TASK DESCRIPTION:
Where a line below includes the word "original", copy that line.

»»

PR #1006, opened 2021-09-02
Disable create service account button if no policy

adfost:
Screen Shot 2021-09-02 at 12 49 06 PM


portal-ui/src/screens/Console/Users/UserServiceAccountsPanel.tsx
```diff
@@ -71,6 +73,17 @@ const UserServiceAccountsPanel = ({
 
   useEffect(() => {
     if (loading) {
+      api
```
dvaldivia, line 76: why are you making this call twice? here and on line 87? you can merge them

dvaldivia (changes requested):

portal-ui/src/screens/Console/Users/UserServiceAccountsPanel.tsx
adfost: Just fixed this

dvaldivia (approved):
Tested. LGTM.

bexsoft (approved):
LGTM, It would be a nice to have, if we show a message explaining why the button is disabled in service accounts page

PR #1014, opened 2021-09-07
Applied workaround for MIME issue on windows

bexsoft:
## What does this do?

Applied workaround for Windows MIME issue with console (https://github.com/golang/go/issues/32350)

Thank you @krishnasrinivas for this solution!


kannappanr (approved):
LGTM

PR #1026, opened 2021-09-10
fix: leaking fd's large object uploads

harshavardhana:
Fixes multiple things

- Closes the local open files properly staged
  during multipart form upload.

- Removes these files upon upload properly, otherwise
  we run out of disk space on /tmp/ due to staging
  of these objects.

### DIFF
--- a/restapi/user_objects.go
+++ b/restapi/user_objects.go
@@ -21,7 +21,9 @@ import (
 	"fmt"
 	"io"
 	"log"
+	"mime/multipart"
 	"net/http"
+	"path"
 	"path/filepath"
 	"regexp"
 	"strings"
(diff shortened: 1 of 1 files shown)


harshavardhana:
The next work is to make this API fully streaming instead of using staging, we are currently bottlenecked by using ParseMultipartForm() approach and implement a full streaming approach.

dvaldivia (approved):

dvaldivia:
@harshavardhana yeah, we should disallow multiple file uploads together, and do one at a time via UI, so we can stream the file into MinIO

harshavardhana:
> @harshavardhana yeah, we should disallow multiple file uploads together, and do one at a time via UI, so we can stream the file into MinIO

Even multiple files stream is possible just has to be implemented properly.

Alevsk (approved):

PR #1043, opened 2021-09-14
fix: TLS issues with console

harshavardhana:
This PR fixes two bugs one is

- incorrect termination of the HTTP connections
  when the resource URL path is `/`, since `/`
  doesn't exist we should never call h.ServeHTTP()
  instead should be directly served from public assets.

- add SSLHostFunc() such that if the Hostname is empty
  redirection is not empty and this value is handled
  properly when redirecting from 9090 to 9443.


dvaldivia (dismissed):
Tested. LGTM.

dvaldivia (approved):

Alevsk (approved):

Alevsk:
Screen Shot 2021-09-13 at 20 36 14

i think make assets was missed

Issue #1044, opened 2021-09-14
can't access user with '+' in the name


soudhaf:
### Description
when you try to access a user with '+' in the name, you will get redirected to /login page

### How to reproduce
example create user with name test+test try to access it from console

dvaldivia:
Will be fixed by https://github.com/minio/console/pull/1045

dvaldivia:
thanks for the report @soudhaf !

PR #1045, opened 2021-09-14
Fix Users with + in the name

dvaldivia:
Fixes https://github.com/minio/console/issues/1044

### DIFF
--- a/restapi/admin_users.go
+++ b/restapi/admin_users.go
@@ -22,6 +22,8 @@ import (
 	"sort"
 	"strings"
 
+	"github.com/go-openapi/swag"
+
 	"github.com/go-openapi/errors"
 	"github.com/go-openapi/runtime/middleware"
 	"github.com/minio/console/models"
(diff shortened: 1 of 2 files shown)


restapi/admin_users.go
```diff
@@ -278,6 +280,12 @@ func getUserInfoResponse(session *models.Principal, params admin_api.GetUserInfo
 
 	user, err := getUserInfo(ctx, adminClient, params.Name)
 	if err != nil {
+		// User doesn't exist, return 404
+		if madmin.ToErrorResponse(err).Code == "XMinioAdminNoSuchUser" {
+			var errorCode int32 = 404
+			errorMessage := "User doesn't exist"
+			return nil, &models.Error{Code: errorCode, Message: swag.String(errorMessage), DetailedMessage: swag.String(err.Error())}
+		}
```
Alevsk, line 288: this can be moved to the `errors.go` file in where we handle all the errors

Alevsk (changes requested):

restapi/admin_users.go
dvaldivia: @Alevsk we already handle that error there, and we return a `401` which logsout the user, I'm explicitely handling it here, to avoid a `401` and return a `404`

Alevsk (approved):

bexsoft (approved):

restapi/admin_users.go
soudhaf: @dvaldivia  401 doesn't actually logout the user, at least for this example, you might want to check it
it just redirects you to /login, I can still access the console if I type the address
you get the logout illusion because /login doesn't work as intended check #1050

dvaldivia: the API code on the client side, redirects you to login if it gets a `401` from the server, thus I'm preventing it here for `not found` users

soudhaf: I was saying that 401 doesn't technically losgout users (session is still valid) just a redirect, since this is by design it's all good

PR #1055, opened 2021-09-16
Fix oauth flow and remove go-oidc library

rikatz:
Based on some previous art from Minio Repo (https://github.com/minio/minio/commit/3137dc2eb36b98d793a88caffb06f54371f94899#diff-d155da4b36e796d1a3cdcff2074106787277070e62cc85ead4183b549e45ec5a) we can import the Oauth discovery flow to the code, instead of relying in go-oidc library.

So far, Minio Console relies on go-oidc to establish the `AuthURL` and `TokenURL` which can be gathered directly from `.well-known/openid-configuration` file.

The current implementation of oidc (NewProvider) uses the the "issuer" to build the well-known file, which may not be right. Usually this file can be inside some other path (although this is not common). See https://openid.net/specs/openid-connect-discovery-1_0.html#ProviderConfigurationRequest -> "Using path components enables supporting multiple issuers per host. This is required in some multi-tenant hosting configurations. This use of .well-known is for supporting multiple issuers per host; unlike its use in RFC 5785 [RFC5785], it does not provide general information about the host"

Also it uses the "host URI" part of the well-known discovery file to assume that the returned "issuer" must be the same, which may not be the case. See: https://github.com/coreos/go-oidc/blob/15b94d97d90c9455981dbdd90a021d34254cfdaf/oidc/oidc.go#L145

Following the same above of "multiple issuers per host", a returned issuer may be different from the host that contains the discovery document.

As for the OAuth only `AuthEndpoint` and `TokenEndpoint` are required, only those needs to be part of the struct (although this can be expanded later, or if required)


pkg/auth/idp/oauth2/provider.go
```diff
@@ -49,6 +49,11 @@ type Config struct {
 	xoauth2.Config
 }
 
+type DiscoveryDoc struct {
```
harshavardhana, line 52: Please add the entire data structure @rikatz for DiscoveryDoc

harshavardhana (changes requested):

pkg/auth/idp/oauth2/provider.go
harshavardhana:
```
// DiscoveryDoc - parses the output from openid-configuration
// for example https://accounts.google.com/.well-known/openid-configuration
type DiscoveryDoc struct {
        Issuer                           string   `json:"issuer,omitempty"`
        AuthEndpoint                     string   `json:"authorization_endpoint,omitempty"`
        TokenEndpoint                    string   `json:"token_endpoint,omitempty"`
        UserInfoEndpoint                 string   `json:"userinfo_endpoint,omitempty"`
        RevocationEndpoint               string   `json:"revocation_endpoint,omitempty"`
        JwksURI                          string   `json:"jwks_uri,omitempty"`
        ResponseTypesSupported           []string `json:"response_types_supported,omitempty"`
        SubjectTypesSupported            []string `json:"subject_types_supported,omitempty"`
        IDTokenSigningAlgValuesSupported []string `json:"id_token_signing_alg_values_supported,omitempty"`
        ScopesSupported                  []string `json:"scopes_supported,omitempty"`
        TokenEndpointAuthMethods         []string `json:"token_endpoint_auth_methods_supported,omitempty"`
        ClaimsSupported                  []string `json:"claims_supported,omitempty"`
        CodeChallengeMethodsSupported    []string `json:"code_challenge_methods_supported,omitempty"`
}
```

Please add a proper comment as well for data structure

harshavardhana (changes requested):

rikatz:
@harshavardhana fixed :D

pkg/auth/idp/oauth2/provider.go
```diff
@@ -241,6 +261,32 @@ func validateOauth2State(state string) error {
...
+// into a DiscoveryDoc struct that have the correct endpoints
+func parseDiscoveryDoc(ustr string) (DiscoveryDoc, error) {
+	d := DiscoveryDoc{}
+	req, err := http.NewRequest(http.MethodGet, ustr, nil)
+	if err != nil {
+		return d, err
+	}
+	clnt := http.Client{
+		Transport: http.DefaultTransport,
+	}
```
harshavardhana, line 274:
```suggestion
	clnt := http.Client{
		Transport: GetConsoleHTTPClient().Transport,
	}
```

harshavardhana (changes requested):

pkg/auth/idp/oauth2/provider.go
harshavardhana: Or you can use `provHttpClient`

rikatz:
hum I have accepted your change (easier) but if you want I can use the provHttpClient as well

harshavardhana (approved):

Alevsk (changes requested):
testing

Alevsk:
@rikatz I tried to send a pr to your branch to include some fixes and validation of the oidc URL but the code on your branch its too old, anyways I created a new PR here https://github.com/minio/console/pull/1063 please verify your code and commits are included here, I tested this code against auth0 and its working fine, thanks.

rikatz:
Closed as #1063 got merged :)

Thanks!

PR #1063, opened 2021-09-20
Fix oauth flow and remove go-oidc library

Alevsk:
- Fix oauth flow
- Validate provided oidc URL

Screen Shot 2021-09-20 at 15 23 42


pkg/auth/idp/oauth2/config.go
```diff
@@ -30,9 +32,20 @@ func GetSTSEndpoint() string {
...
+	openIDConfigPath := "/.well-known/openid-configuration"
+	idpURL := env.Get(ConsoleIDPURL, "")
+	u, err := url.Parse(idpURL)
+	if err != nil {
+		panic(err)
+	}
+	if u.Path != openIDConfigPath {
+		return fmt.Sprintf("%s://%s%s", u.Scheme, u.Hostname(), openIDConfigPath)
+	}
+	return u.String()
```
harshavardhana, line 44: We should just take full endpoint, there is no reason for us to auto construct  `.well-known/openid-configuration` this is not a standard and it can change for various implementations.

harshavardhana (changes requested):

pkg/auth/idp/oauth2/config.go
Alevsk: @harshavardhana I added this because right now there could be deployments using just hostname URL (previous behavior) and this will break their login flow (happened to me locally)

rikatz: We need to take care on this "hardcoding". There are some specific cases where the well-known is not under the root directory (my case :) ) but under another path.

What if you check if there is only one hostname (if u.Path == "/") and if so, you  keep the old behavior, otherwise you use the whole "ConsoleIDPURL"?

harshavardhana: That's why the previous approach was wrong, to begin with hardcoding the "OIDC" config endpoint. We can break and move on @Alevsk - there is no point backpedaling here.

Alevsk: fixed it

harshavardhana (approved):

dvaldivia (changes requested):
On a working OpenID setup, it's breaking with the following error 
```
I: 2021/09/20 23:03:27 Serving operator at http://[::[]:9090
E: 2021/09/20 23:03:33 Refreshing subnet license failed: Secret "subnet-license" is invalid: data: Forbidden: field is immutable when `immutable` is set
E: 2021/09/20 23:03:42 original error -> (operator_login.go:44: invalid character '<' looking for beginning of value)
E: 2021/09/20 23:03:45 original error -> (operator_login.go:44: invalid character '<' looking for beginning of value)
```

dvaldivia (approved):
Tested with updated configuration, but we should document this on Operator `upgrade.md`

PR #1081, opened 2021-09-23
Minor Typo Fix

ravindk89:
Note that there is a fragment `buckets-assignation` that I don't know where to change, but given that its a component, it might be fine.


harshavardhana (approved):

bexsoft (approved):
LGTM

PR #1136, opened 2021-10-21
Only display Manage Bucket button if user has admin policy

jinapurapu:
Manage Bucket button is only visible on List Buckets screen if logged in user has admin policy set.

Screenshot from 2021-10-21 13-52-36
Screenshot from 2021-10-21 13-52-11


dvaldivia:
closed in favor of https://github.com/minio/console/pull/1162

««

ANSWER TO THIS PROBLEM:
E: 2021/09/20 23:03:42 original error -> (operator_login.go:44: invalid character '<' looking for beginning of value)
E: 2021/09/20 23:03:45 original error -> (operator_login.go:44: invalid character '<' looking for beginning of value)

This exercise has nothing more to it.